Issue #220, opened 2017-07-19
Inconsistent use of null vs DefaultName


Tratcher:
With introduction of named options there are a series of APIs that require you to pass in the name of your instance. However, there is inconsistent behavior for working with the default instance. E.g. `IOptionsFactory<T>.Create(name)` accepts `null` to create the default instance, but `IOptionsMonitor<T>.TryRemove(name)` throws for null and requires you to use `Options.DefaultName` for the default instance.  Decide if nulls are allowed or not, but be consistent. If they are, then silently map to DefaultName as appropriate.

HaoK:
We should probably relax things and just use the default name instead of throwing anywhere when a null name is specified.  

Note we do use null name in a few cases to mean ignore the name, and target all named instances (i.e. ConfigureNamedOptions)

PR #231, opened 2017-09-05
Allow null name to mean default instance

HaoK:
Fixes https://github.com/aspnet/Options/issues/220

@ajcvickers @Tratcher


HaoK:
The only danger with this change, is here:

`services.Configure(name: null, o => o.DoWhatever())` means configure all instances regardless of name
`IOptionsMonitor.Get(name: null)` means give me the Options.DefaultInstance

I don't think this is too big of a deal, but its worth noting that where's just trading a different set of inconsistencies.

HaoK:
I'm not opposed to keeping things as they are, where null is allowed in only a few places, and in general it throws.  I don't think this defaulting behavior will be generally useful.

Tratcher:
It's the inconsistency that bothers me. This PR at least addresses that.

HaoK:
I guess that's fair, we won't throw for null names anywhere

::::::

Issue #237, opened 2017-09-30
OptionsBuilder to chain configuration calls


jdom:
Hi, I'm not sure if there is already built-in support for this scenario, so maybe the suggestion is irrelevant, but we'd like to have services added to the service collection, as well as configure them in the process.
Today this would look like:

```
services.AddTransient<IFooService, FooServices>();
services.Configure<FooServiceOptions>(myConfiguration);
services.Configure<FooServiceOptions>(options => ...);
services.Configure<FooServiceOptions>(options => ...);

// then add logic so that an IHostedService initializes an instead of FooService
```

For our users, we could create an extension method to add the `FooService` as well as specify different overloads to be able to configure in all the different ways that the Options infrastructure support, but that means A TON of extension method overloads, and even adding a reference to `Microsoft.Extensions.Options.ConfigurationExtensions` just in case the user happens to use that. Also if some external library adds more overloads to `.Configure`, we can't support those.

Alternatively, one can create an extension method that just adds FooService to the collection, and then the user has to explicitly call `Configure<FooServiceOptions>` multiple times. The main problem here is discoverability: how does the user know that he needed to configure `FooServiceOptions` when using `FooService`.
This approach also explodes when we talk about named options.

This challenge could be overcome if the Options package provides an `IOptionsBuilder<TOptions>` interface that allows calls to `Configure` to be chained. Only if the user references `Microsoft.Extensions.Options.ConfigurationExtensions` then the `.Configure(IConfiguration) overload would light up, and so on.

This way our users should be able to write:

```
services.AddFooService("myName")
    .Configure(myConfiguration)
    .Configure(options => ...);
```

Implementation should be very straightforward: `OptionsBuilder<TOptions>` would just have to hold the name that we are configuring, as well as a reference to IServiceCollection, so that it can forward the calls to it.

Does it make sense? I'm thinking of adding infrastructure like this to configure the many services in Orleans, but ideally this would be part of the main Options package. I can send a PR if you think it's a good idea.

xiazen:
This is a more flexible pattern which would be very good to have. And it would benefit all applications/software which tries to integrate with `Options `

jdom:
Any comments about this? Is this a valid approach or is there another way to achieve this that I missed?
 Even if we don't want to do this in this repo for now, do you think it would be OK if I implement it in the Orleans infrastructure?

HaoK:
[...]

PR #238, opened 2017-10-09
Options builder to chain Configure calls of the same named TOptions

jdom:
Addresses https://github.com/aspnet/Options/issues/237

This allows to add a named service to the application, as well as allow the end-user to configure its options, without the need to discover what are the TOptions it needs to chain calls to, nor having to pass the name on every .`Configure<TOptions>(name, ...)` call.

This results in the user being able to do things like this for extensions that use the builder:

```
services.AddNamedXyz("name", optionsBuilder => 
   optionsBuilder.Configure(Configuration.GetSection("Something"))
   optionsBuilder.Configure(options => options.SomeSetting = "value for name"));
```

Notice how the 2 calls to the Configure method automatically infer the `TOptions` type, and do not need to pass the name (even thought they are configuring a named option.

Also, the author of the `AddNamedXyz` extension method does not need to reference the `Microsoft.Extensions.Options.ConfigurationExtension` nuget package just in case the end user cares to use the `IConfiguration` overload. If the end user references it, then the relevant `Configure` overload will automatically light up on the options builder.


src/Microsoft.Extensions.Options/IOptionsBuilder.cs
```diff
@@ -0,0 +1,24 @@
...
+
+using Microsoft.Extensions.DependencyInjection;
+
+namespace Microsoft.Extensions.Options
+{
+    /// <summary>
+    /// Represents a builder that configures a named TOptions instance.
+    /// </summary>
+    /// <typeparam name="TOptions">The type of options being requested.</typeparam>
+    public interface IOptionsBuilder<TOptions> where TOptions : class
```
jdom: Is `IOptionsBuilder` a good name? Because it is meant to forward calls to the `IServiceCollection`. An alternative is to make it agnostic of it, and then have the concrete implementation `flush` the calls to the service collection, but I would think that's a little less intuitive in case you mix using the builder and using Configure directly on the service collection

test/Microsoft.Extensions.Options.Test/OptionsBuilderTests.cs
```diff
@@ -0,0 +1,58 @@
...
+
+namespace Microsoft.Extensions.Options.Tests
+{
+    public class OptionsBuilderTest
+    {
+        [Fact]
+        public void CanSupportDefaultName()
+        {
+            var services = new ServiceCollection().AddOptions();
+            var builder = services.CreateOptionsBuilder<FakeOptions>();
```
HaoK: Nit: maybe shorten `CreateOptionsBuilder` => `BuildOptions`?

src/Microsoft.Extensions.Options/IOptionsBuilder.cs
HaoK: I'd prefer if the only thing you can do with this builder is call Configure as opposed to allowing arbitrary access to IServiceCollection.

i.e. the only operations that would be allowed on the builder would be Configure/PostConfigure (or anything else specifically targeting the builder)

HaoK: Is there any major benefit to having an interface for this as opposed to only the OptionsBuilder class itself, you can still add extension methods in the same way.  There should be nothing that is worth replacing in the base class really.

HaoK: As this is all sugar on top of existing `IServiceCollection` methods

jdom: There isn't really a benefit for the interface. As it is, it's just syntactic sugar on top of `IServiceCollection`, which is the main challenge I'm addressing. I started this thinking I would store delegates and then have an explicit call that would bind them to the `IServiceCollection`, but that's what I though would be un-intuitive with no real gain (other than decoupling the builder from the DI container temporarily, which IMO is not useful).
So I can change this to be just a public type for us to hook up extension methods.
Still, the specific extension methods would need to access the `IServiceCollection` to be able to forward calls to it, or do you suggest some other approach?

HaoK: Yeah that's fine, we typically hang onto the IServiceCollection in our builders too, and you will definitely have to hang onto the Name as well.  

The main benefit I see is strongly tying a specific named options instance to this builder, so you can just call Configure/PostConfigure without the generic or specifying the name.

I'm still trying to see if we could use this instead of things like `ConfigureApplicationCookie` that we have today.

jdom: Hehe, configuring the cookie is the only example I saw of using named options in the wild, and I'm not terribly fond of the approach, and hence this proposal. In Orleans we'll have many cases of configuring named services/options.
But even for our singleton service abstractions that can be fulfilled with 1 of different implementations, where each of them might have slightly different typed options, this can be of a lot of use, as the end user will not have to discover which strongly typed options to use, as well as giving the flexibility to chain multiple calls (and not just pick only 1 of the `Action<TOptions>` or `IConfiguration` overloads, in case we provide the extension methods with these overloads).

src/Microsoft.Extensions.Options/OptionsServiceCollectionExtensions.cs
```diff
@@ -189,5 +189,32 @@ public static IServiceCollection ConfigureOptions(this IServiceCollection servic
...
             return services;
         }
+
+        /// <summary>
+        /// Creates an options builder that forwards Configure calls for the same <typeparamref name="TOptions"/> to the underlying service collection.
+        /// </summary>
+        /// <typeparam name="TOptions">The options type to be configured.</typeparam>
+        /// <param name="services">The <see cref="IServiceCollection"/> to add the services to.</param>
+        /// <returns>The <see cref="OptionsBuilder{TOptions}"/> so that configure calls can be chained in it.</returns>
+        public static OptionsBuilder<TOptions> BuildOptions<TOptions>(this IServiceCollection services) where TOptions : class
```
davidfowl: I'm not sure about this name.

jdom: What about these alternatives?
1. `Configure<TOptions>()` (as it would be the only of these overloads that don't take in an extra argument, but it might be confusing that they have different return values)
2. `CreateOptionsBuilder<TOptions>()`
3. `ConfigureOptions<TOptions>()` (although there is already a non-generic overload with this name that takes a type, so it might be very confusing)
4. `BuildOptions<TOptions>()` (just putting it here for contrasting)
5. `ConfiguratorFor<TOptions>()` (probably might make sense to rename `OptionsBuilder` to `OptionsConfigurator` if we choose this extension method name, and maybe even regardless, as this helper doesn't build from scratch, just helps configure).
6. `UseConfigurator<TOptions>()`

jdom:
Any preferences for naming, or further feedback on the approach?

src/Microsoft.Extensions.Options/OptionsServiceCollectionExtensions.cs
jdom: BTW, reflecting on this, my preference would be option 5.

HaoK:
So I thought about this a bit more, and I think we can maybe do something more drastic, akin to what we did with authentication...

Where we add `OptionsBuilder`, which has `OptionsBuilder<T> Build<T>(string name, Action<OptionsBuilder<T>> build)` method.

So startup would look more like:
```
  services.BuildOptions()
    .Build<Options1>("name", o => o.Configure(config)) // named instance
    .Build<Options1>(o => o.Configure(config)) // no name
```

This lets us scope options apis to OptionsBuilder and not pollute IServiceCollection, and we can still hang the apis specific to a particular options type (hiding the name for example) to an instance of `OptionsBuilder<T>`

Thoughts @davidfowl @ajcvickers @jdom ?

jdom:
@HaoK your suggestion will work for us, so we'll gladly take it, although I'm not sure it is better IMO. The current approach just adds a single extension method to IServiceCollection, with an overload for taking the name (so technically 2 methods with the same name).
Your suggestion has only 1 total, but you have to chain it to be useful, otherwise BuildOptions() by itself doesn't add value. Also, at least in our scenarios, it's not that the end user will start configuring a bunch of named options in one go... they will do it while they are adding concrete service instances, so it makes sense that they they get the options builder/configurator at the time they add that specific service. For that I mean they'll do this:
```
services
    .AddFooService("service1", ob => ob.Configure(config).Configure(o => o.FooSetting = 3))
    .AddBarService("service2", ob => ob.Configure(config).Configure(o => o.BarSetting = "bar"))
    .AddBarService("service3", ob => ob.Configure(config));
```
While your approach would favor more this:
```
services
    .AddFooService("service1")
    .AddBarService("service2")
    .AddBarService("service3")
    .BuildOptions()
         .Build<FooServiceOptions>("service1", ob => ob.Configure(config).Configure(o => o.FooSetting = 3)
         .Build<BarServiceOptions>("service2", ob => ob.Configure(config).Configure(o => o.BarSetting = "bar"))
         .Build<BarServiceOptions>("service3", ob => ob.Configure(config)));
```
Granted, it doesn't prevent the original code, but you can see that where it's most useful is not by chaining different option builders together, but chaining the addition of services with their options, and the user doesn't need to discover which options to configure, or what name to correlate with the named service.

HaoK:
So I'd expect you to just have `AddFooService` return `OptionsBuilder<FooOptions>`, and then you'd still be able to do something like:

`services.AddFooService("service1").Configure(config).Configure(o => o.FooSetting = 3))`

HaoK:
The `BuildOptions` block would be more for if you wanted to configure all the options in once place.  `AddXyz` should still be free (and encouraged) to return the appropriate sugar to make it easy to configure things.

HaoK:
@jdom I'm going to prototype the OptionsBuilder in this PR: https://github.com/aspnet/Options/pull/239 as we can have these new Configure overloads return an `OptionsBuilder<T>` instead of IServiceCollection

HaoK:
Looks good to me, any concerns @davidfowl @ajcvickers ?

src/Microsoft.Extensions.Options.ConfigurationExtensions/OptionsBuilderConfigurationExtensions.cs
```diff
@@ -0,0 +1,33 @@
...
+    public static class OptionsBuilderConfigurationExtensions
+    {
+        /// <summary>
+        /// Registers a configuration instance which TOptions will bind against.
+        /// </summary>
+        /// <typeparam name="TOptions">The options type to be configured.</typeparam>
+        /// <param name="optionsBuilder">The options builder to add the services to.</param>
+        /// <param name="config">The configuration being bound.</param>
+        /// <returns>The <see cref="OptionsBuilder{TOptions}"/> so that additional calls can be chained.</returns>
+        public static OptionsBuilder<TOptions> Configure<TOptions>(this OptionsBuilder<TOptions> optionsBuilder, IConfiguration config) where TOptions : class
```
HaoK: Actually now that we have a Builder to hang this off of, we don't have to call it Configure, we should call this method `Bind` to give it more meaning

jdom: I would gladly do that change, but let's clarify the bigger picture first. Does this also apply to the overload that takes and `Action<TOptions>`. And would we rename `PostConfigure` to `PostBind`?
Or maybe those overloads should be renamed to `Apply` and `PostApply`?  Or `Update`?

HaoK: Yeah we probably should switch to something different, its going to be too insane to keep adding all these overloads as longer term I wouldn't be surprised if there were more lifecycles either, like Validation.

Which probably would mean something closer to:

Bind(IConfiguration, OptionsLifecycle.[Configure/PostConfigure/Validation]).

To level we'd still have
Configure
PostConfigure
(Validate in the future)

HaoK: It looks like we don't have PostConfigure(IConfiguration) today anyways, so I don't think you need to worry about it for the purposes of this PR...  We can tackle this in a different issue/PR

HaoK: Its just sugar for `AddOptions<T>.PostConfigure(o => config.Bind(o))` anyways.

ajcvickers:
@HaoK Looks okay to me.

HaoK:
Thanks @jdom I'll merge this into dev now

::::::

Exercise goal: Going back to the entries above, set down exactly the lines that begin at the one with "here for contrasting)" and end at the one with "the same name).", both included, and nothing else.

Result of the task:
4. `BuildOptions<TOptions>()` (just putting it here for contrasting)
5. `ConfiguratorFor<TOptions>()` (probably might make sense to rename `OptionsBuilder` to `OptionsConfigurator` if we choose this extension method name, and maybe even regardless, as this helper doesn't build from scratch, just helps configure).
6. `UseConfigurator<TOptions>()`

jdom:
Any preferences for naming, or further feedback on the approach?

src/Microsoft.Extensions.Options/OptionsServiceCollectionExtensions.cs
jdom: BTW, reflecting on this, my preference would be option 5.

HaoK:
So I thought about this a bit more, and I think we can maybe do something more drastic, akin to what we did with authentication...

Where we add `OptionsBuilder`, which has `OptionsBuilder<T> Build<T>(string name, Action<OptionsBuilder<T>> build)` method.

So startup would look more like:
```
  services.BuildOptions()
    .Build<Options1>("name", o => o.Configure(config)) // named instance
    .Build<Options1>(o => o.Configure(config)) // no name
```

This lets us scope options apis to OptionsBuilder and not pollute IServiceCollection, and we can still hang the apis specific to a particular options type (hiding the name for example) to an instance of `OptionsBuilder<T>`

Thoughts @davidfowl @ajcvickers @jdom ?

jdom:
@HaoK your suggestion will work for us, so we'll gladly take it, although I'm not sure it is better IMO. The current approach just adds a single extension method to IServiceCollection, with an overload for taking the name (so technically 2 methods with the same name).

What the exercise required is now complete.